Die Frau, die durch ein vorn angebrachtes Schild: »Feinwäscherei und Plättanstalt von L. Nissen« auf ihre Wohnung hinwies, hatte hier zwei kleine Gemächer und eine Küche zur Verfügung und stand, als ihre Tochter die Wohnung betrat, in der letzteren und plättete Kragen und Manschetten.

Die Zimmer machten durch die große Sauberkeit, die überall hervortrat, einen sehr angenehmen Eindruck. Besonders heute war alles blitzblank, und die munteren Blumen am Fenster und eine Rose, die auf dem Wohnstubentisch stand, verbreiteten jenen gewissen anheimelnden Duft, den man nur bei Menschen mit reinen Seelen, oder wie der Volksmund sagt, »bei ordentlichen Leuten« findet.

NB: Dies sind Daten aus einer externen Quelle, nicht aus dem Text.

PR #1055, opened 2020-01-05
Add line numbers to code blocks

### LINKED ISSUE #1054: Enable Line Numbers for Code Snippets
In the TOP lessons, code snippets are frequently referred to by line number. This is currently inconvenient, because line numbers are not shown. 

As far as I know we use kramdown for markdown conversion. And I found a potential solution to enable line numbers here: https://github.com/jekyll/jekyll/issues/4619 
```
kramdown:
    syntax_highlighter_opts:
        block:
            line_numbers: true
```

I have a setup of TOP locally, but I don't know where to insert that code.

arku:
### Description

Adds [Line numbers](https://prismjs.com/plugins/line-numbers/) plugin to Prism.

Fixes #1054 

### Screenshots

image

image

### DIFF
--- a/app/assets/javascripts/prism.js
+++ b/app/assets/javascripts/prism.js
@@ -1565,3 +1565,175 @@ Prism.languages.sql= {
 	'operator': /[-+*\/=%^~]|&&?|\|?\||!=?|<(?:=>?|<|>)?|>[>=]?|\b(?:AND|BETWEEN|IN|LIKE|NOT|OR|IS|DIV|REGEXP|RLIKE|SOUNDS LIKE|XOR)\b/i,
 	'punctuation': /[;[\]()`,.]/
 };
+
+/**
+ * Prism Line numbers plugin -  https://prismjs.com/plugins/line-numbers/
+ */
+(function () {
+
+	if (typeof self === 'undefined' || !self.Prism || !self.document) {
+		return;
+	}
+
+	/**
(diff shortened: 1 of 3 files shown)


nearmint:
This works great! Thank you @arku. 
One example, where code snippets are referred to by line numbers is here: https://www.theodinproject.com/courses/javascript/lessons/factory-functions-and-the-module-pattern

I think this is a good improvement.
Thanks again @arku

arku:
@nearmint Thanks for the review!

I just updated the PR description with a screenshot from `/courses/javascript/lessons/factory-functions-and-the-module-pattern`.

mindovermiles262:
Merging and pushing to staging

nearmint:
I notice two issues, first issue:
Selection_051
Taken from: https://staging-odin-project.herokuapp.com/courses/javascript/lessons/objects-and-object-constructors
As you can see, there is a line under line number 3 which is not numbered. That is probably because the code snippet doesn't have a high enough width to display the full line. I'm not sure if we need to fix these cases somehow (higher width, or a line break) or whether we want to leave this as-is.

2. In general I noticed that the line numbers are not in the center of the line, but rather start somewhat "under" the line. 
OnPaste 20200118-220648
I need your opinion whether that's acceptable.

dvik1950:
I think #1 isn't really an issue. One way to make it look better would probably be splitting long comments into multiple rows but it's kinda fine now as it is imo.

PR #1059, opened 2020-02-16
update username validation

scottrobel:
This will make the js validations the same for client and server-side
https://github.com/TheOdinProject/theodinproject/issues/1056


scottrobel:
It just makes sense for the front and back end validations to be the same.

PR #1065, opened 2020-03-11
changes FAQ to include extra information

zachmmeyer:
Small changes to FAQ.


I3uckwheat:
Thanks! This'll show when the site gets updated!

Wiebkes Mutter war eine schmale Frau mit feinen, blassen Zügen, aber der Mangel an Zähnen oben – nur zwei machten sich noch beim Öffnen des Mundes, und zwar recht unschön bemerkbar – ließen sie doch wie eine Mumie erscheinen, und überhaupt sah sie mit ihrer mageren Gestalt so zart und gebrechlich aus, daß man nicht begriff, daß sie überhaupt noch arbeiten könne. Nicht einer Waschfrau glich sie in ihrem grauen, langen Kleide, sondern mehr einer Rekonvaleszentin der besseren Stände in einem Krankenhause. Sie ließ sich auch, nachdem sie das Plätteisen über den letzten Rest eines Wäschestückes hatte gleiten lassen und es, vorläufig außer Dienst stellend, auf das Untersatzeisen gesetzt hatte, wie erschöpft vorn im Wohnzimmer neben Wiebke nieder. Dann sagte sie auf ihrer Tochter Frage nach ihrem Befinden, trostlos den Kopf schüttelnd:

»Ach, Wiebke, es ist char niks mehr! Ich bin seit die letzten Tage so swach, daß ich kaum noch stehen kann. Wenn's nicht bald besser wird, muß ich mir gans hinlegen –«

Und dann zärtlich besorgt:

»Aber wie cheht es dir heute, mein Kind. Du siehst man blaß aus! Hat es wieder 'was mit Frau Appen checheben? Ich wollte schon chestern abend fragen.«

»Es hat viel gegeben, Mutter,« entgegnete Wiebke. Und sich unterbrechend und erst jetzt die Jacke lösend und es sich bequem machend: »Sag 'mal, macht es dir viel Mühe, mir eine Tasse Kaffee zu kochen?«

»Ne, ne, chewiß nich, mein Kind. Wart man en Augenblick!«

All ihre Erschöpfung vergessend, lief sie eilfertig in die Küche, kehrte mit dem Nötigen, das sie auf ein bemaltes Teebrett gestellt, zurück und setzte Wasser zum Erhitzen auf ein Petroleumgeschirr. Es roch nicht gut; der sanfte Rosenduft verwehte, aber Wiebke, obgleich dadurch gestört, sagte nichts, hockte sich ihrer Mutter am Fenster gegenüber und begann, ihren Blicken ausweichend:

»Ich bin heute hergekommen, weil ich mit dir über etwas sehr Wichtiges sprechen muß, Mutter. Du wirst dich wundern –«

»Na – na? Kind –?«

In die Mienen der Frau trat ein halb erschrockener, halb gespannter Ausdruck.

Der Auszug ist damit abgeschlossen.